Going to use a silicone stove jack. Basically metal flashing with a silicone seal inside of that, which you cut to size based on the diameter of the pipe.

And, yeah, going to have a carbon dioxide/monoxide detector in there.

Still trying to figure out how we want to configure the stove, pipe and how it will exit the roof. I've seen people with stove pipes that almost immediately exit the tent; that seems like a waste of thermal energy to me. If the idea of a stove is to heat a space, having as much pipe surface area INSIDE the tent makes sense, to me.

So, having the stove centrally located makes sense. But, that would also get in the way, I think. One possible solution is to have the stove near-ish a wall (but not too close, of course) but have the stove pipe come up and then bend towards the roof ring, following the roof line/rafters.

However, because the rafters get closer to each other the closer you get to the center, the chimney would either have to come out of the roof ring/toono (which would also complicate raising/lowering the ventilation system), or figure something else out.


----------



## eugenenine (Aug 2, 2018)

Is it intended to be portable or permanent?


----------



## Le Duke (Mar 23, 2009)

eugenenine said:


> Is it intended to be portable or permanent?


Portable. Hoping set up time will be 30 minutes or less. I have some tricks up my sleeve for aiding set up speed.

Sent from my iPhone using Tapatalk


----------



## bachman1961 (Oct 9, 2013)

Slightly on subject, I accidentally bumped into the shift-pod things reading about cheap/temp housing for hurricane victims.

Following the story and seeing a few sizes and how they go together for the price was pretty amazing. All I could think of was; I have no need or application for one but I still want one. Never seen anything like those before but now I see many, many options out there for the non-DIY'r.

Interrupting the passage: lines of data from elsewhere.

PR #2224, opened 2023-08-09
feat: Parallelize the GithubRepoLoader

### LINKED ISSUE #2196: GithubRepoLoader: Fetch directories and files in parallel
In the [GithubRepoLoader](https://github.com/hwchase17/langchainjs/blob/main/langchain/src/document_loaders/web/github.ts), the method [processDirectory](https://github.com/hwchase17/langchainjs/blob/main/langchain/src/document_loaders/web/github.ts#L144) is looping through the files / directories in series rather than in parallel. This makes the loader extremely slow. If `this.recursive` is enabled, the problem compounds exponentially as the loop unwraps the contents of each child directory. 

We've modified the code to run in parallel for our use at Postman and have seen _dramatic_ gains (~90 seconds to load a mid-sized repo down to < 1 second). We can submit a PR with our changes.

See also: https://github.com/hwchase17/langchainjs/issues/2197

yroc92:
Instead of synchronously fetching file content and directory info, this change leverages promises and `Promise.all` to parallelize the file retrieval when `recursive = true` for `GithubRepoLoader`.

Fixes #2196 

Twitter: https://twitter.com/yroc92


langchain/src/document_loaders/web/github.ts
```diff
@@ -141,34 +147,82 @@ export class GithubRepoLoader
...
+            );
           }
+        } else if (this.recursive) {
+          currDirDirPromises.push(this.processDirectory(file.path));
         }
       }
+    }
+
+    const curDirDirectories: Promise<GetContentResponse>[][] =
+      await Promise.all(currDirDirPromises);
```
jacoblee93, line 194: Can we set some kind of max concurrency here?

Something like:

https://github.com/hwchase17/langchainjs/blob/main/langchain/src/schema/runnable.ts#L60

langchain/src/document_loaders/web/github.ts
```diff
@@ -141,34 +147,82 @@ export class GithubRepoLoader
...
-      const files = await this.fetchRepoFiles(path);
+  /**
+   * Takes the file info and wrap it in a promise that will resolve to the file content and metadata
+   * @param file
+   * @returns
+   */
+  private async fetchFileContentWrapper(
+    file: GithubFile
+  ): Promise<GetContentResponse> {
+    const fileContent = await this.fetchFileContent(file).catch((error) => {
```
jacoblee93, line 158: Just throw the error if this fails? I think returning empty here is not ideal

langchain/src/document_loaders/web/github.ts
```diff
@@ -141,34 +147,82 @@ export class GithubRepoLoader
...
+  /**
+   * Begins the process of fetching the contents of the repository
+   */
+  private async processRepo(): Promise<GetContentResponse[]> {
+    try {
+      // Get the list of file / directory names in the root directory
+      const files = await this.fetchRepoFiles(this.initialPath);
+      // Map the file / directory paths to promises that will fetch the file / directory contents
+      const currDirPromises = await this.getCurrDirFilesPromises(files);
+      return Promise.all(currDirPromises);
```
jacoblee93, line 208: Or I guess actually max concurrency makes the most sense here right?

jacoblee93:
Looks nice! Just a bit worried about rate limits/the change in behavior - see comments

jacoblee93:
Hey @yroc92, added max concurrency support with an internal utility we have. Thank you, will get this merged tonight!

jacoblee93:
Thanks again!

yroc92:
@jacoblee93 good to know about the concurrency support!

It’s definitely easy to hit rate limits if you don’t filter out enough files with gitignore. But parallelizing the ops won’t impact the rate limit much because the limits are calls per hour. Using an API key makes the limits much higher.

jacoblee93:
Ah gotcha. Well, I defaulted to 2 but you can always set it to `Infinity` to get the other behavior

https://shiftpod.com/shiftpod/


----------



## tim208 (Apr 23, 2010)

check out a company called kifaru. they build some nice stuff, there tipis rock.
they do have a collapsible wood stove that might work for you. 
they are not inexpensive though. they claim to pay a living wage and are in Colorado. I have a 4 man and 8 man tipi. there small box stove goes with the 4 and there large box stove goes with the 8 man. the hardest part of a packable wood stove is the chimney. there's just rolls up.


----------



## dir-T (Jan 20, 2004)

I'm excited to see how this turns out. I've stayed in a couple bigger non-fancy yurts, DIY wall-tents, and even a lean-to for winter ski trips. 

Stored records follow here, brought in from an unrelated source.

PR #2230, opened 2023-08-10
Add context sentence config for Vectara search

3eif:
This PR adds the option to specify the number of sentences before/after the matching segment to add to the context in VectaraStore.


jacoblee93:
Looks good thanks!

Would be lovely someday to get all these types exported from an official SDK...

PR #2231, opened 2023-08-10
Add support for weaviate multi tenancy

mbennett-talentnet:
This PR adds the option to specify a tenant in the weaviate client configuration if the weaviate class uses the new multi-tenancy option.


langchain/src/vectorstores/weaviate.ts
```diff
@@ -126,6 +130,7 @@ export class WeaviateStore extends VectorStore {
 
       const flattenedMetadata = flattenObjectForWeaviate(document.metadata);
       return {
+        ...this.tenant ? { tenant: this.tenant } : {},
```
jacoblee93, line 133: `...this.tenant` looks like a typo?

jacoblee93:
Thanks for this! One question

langchain/src/vectorstores/weaviate.ts
jacoblee93: I think you mean 
```typescript
...(this.tenant ? { tenant: this.tenant } : {}),
```

mbennett-talentnet: Not a typo but I do agree it's more readable with the parenthesis. I've updated as per your suggestion.

PR #2233, opened 2023-08-10
docs: (Mendable) Fixes it getting stuck when tabbing out 

nickscamara:
This fixes Mendable not completing when tabbing out and fixes the duplicate message issue as well.


jacoblee93:
Thank you!

PR #2238, opened 2023-08-10
feat/ZepVectorStore + zepjs upgrade and mods

danielchalef:
- ZepVectorStore
- ZepVectorStore tests
- ZepVectorStore examples
- Upgrade zep-js.
- Modify ZepMemory and ZepRetriever for updated zep-js package.
- Update / Improve ZepMemory and ZepRetriever examples.
- Added ZepVectorStore entrypoint


danielchalef:
Failed on environment tests. `yarn build` succeeds locally. Have a failed to check in an artifact?
```

 Tasks:    9 successful, 9 total
Cached:    1 cached, 9 total
  Time:    46.044s
 ```

danielchalef:
Additionally, how do I add a doc page for Zep's VectorStore?

jacoblee93:
> Two additional questions:
> 
> * how do I add a doc page for Zep's VectorStore?
> * Zep can embed server-side, which is useful for folks deploying to environments other than Node. It looks like instantiating a VectorStore requires an Embedding to be passed in. Is there an approach you'd suggest we take here?

1. You can create a new .mdx file under `docs/extras/modules/data_connection/vectorstores/integrations/zep.mdx` and import examples from `examples/`
2. I would look at this: 

https://github.com/hwchase17/langchainjs/blob/main/langchain/src/vectorstores/vectara.ts#L295
https://js.langchain.com/docs/modules/data_connection/vectorstores/integrations/vectara

Although I would actually recommend keeping the constructor arguments the same for easier migrations down the line.

danielchalef:
@jacoblee93 Thanks for the pointer to FakeEmbeddings. I've left the constructor alone, but Zep will now server-side  auto-embed docs if FakeEmbeddings is passed in. Examples now reflect this and have added docs. Thanks!

jacoblee93:
Looks good, thank you!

Even once you're finished building it, it seems like the set-up would be a hassle for trips shorter than a few days. What's the shortest trip you think the yurt would be preferred for versus using a tent (either a backpacking tent or hunting outfitter's wall tent)?


----------



## Le Duke (Mar 23, 2009)

We'll see what total set up time is once we get the cover sewn together. Right now, setting up the structure itself is under 15min, with two people. With four people, that will decrease a bit because I can have one person working on the roof (putting rafters into ring) while the other three set up and tension the walls. 

Also going to rebuild the doors this weekend to reduce weight, as well. 

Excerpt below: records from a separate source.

Issue #2240, opened 2023-08-11
"Input is not an array" error message when i run similarity search on memory vector store


haouarihk:
i'm using memory vector store,

i embed every document like usual, and then when i try to use the similarity search,
Sometimes weirdly enough, the pearson algorithm function recives `null` instead of an array on one of the inputs sometimes,

I couldn't isolate the problem because it happend on someone else's data/hardware but there're 2 possibilities:
1- recieving null from the embedding api due to invalid characters.
2- grossely large embeddings array exceeding the hardware capabilities.

PR #2241, opened 2023-08-11
Fix for input is not an array

haouarihk:
issue #2240

Fixed it by checking if any of the inputs are not array, then set the similarity to 0 (which means not related at all, i assume)

### DIFF
--- a/langchain/src/vectorstores/memory.ts
+++ b/langchain/src/vectorstores/memory.ts
@@ -71,7 +71,7 @@ export class MemoryVectorStore extends VectorStore {
     const filteredMemoryVectors = this.memoryVectors.filter(filterFunction);
     const searches = filteredMemoryVectors
       .map((vector, index) => ({
-        similarity: this.similarity(query, vector.embedding),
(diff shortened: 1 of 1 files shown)


haouarihk:
this is just a temporary fix,

it could hide the actual bug,
so i'm not 100% suggesting to merge this pr,
and best to try and tacle the real issue

haouarihk:
one solution is to perform sanatization before sending request to openai,
from any weird characters that are not accepted by openai api (if the issue was openai returning null)

haouarihk:
> This seems reasonable, though I wonder if it's an issue elsewhere... Do you have any repro code?

i don't, i will reference my friend who had the issue, to this issue

haouarihk:
he said this file caused it
not sure
[Untitled 42.md](https://github.com/hwchase17/langchainjs/files/12319227/Untitled.42.md)

in another thought, 
there's another potential bug, which is when the document chunk is too large for openai to process,
does it return null in the embeddings?

jacoblee93:
I think this would be better to catch at the embeddings level - will close this but would be up for another PR there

In terms of when/where I'd use this, well, at the moment I'd only use it on long weekends where we'd be stationary for a couple days at a time. If/when we have kids, that might change. We have a couple of other tents that we use for summer (TarpTent double rainbow) and winter (Mountain Hardwear Trango 2) outings. 

But, if we go camping with relatives or friends and want to cook and/or relax inside after a long day, this will be the main option, I'd imagine. The one thing I really like about it so far, and one of the main selling points, to me, is the fact that the entire floor plan allows you to stand upright in it.


----------



## Le Duke (Mar 23, 2009)

An update. Cover is being sewn by my wife's aunt right now. Frame is complete, to include door frames, walls, roof (ring + rafters), tensioning system, etc. Roof bubble is en route, wood stove ordered. I can do pull-ups in the roof ring, so the roof is plenty strong.

Wife is rebuilding doors with a new lock/handle system, new vents, more plexiglass.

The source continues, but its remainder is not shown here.